We need to count the number of casualties for each casualty class and road category. We can get that as a DataFrame by using a `crosstab` on a list of <casualty-class> <road-category> pairs.

As we can go from road to accidents using the `nearby-accidents` list, we should start by going through each road section in order, finding all the accidents near it, then finding all the casualities in each accident, and putting the results in some data struture. 

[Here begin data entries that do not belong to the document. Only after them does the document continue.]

PR #9239, opened 2025-09-16
Slight change to runner and xrt_hw_context to support smi elf flow

hlaccabu:
Runner could not execute smi validate tests on npu3 with elf flow. 

#### How problem was solved
By looking at runner.cpp, I saw that xrt::kernel was being called for elf flow instead of correct xrt::ext::kernel.

Tested smi validate with elf flow on npu3, runner operated as intended.

### DIFF
--- a/src/runtime_src/core/common/api/hw_context_int.h
+++ b/src/runtime_src/core/common/api/hw_context_int.h
@@ -56,6 +56,12 @@ get_module(const xrt::hw_context& hwctx, const std::string& kname);
 size_t
 get_partition_size(const xrt::hw_context&);
 
+// get_elf_flow() - Returns true if hwctx was created with elf file/flow
+// Returns false everywhere else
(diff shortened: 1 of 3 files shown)


rchane (approved):

stsoe (dismissed):
Ah no, not quite, but close :-) This has to be an internal API. 
Declare get_elf_flow() in core/common/api/hw_context_int.h and define in xrt_hw_context.cpp in the xrt_core::hw_context_int namespace.  No changes to public APIs.

hlaccabu:
> Ah no, not quite, but close :-) This has to be an internal API. Declare get_elf_flow() in core/common/api/hw_context_int.h and define in xrt_hw_context.cpp in the xrt_core::hw_context_int namespace. No changes to public APIs.

Ah, I see it now looking at some of the examples, thanks.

The natural approach is to use Mongo's aggregation pipeline, but that acts on only one collection at a time. Instead, we need to manually unwind the query from `road` to `accident` to each casualty sub-document in the accident.

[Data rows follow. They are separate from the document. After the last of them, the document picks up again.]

PR #9247, opened 2025-09-18
Check version before printing ctx health exception message

sayyanna:
Added version check before printing ctx health exception message. At present ctx health data structure only supports version 0.


src/runtime_src/core/common/api/xrt_kernel.cpp
```diff
@@ -4423,6 +4423,8 @@ amend_aie_error_message(const ert_packet* epkt, const std::string& msg)
   std::ostringstream oss;
   oss << msg << "\n";
   auto ctx_health = get_ert_ctx_health_data(epkt);
+  if (ctx_health->version != 0) return oss.str();
```
```suggestion
  if (ctx_health->version != 0) 
    return oss.str();
```

stsoe (changes requested):

stsoe (approved):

We could do this verbosely with some nested `for` loops:

In [11]:
casualty_class_by_road_cat_list = []

for r in roads.find({'nearby_accidents': {'$exists': True}}):
    for ai in r['nearby_accidents']:
        a = accidents.find_one({'Accident_Index': ai})
        for c in a['Casualties']:
            casualty_class_by_road_cat_list += [{'RCat': r['RCat'], 
                'Casualty_Class': label_of[('Casualty_Class', c['Casualty_Class'])]}]

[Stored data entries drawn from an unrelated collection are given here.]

PR #9257, opened 2025-09-20
Implement HIP error APIs to get XRT exception information and hardware async error

wendyliang25:

Implement HIP error APIs to get XRT exception information and hardware async error
XRT has rich error information using c++ exception handling, however, HIP APIs are C APIs, this patch set enables users to use `hipGetErrorString()` to get the details of the error.

NPU hardware can raise asynchronous errors which can be related or not related to the last HIP API function call. This patch set implements `hipGetLastError()` and `hipPeekAtLastError()` to get the last async errors, if there was async error happens before, the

casualty_class_by_road_cat_unrolled_df = pd.DataFrame(casualty_class_by_road_cat_list)
casualty_class_by_road_cat_unrolled_df

Unnamed: 0,Casualty_Class,RCat
0,Driver or rider,TR
1,Driver or rider,TR
2,Pedestrian,TR
3,Driver or rider,TR
4,Driver or rider,TR
5,Driver or rider,TR
6,Driver or rider,TR
7,Driver or rider,TR
8,Driver or rider,TR
9,Driver or rider,TR


A more compact way of doing it is with a list comprehension, using the "trick" that we can use `accidents.find()` instead of `accidents.find_one()` to avoid the complication of trying to assign a temporary variable in the middle of the processing. 

In [12]:
casualty_class_by_road_cat_unrolled_df = pd.DataFrame([
 {'RCat': r['RCat'], 'Casualty_Class': label_of[('Casualty_Class', c['Casualty_Class'])]}
 for r in roads.find({'nearby_accidents': {'$exists': True}})
 for ai in r['nearby_accidents'] 
 for a in accidents.find({'Accident_Index': ai})
 for c in a['Casualties']
 ])

Either way, we then form the crosstab and move on to the rest of the processing.

In [None]:
# Count the number of each severity
casualty_class_by_road_cat_df = pd.crosstab(casualty_class_by_road_cat_unrolled_df['RCat'], 
                                      casualty_class_by_road_cat_unrolled_df['Casualty_Class'])
casualty_class_by_road_cat_df

We need to drop the "principle motorway" (PM) row as there are too few pedestrians there.

In [None]:
casualty_class_by_road_cat_df.drop('PM', inplace=True)

In [None]:
casualty_class_by_road_cat_df

In [None]:
casualty_class_by_road_cat_df.plot(kind='bar')

If we want to find statistical significance, we'll need to do a test. As the data is indexed by categories, a chi-squared test is appropriate. First, we calculate the expected number of casualties for each class and each road type, then perform the test by comparing the two DataFrames.

In [None]:
chi2, p, _, _ = scipy.stats.chi2_contingency(casualty_class_by_road_cat_df)
chi2, p

Yes, different types of road do have different mixes of casualties.